= YOUR TASK =
Search the entries below for "that". Report each line where it occurs.

[[ TASK INPUTS, beginning ]]

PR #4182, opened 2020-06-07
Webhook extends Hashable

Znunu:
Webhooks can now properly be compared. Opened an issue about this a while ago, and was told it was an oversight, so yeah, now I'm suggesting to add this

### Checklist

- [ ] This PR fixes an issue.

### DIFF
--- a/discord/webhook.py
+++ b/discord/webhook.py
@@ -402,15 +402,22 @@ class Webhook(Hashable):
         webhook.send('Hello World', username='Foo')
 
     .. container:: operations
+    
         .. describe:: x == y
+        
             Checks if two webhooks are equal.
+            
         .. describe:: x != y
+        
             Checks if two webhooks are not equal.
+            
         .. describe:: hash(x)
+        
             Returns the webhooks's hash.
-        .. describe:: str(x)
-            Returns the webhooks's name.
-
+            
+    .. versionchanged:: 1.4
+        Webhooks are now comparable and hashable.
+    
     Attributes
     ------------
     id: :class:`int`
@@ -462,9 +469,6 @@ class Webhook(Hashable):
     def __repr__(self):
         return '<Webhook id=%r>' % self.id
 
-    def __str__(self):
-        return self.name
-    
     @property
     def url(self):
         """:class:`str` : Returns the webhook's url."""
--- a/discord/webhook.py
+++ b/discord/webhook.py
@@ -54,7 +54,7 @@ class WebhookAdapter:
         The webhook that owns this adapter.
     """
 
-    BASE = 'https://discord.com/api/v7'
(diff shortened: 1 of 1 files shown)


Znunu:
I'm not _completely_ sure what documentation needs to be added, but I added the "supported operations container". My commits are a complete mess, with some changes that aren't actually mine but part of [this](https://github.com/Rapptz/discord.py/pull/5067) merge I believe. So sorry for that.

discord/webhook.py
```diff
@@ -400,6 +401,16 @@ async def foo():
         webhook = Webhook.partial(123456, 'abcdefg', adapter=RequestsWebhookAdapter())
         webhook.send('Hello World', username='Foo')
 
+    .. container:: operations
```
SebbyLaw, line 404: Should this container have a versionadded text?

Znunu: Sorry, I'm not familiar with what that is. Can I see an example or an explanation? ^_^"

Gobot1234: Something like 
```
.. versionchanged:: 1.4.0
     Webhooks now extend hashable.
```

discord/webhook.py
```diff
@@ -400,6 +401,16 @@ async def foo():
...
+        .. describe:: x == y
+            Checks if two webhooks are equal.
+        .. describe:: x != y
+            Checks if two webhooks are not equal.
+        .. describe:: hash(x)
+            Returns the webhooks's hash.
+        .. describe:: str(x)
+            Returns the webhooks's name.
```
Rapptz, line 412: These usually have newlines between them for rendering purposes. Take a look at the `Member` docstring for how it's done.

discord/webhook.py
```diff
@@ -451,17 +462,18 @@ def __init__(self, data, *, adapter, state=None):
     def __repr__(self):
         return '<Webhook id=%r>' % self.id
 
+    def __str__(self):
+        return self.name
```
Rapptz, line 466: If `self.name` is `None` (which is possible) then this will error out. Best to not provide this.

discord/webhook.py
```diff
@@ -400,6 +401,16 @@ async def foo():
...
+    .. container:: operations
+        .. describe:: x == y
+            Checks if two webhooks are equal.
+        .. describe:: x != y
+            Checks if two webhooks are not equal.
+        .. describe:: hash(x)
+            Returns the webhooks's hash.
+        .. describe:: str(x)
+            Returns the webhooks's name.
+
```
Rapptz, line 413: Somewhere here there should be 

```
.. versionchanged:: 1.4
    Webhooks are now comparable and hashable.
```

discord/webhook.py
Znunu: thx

[[ TASK INPUTS, end ]]

= SOLUTION FOR THIS EXERCISE =
         The webhook that owns this adapter.
I'm not _completely_ sure what documentation needs to be added, but I added the "supported operations container". My commits are a complete mess, with some changes that aren't actually mine but part of [this](https://github.com/Rapptz/discord.py/pull/5067) merge I believe. So sorry for that.
Znunu: Sorry, I'm not familiar with what that is. Can I see an example or an explanation? ^_^"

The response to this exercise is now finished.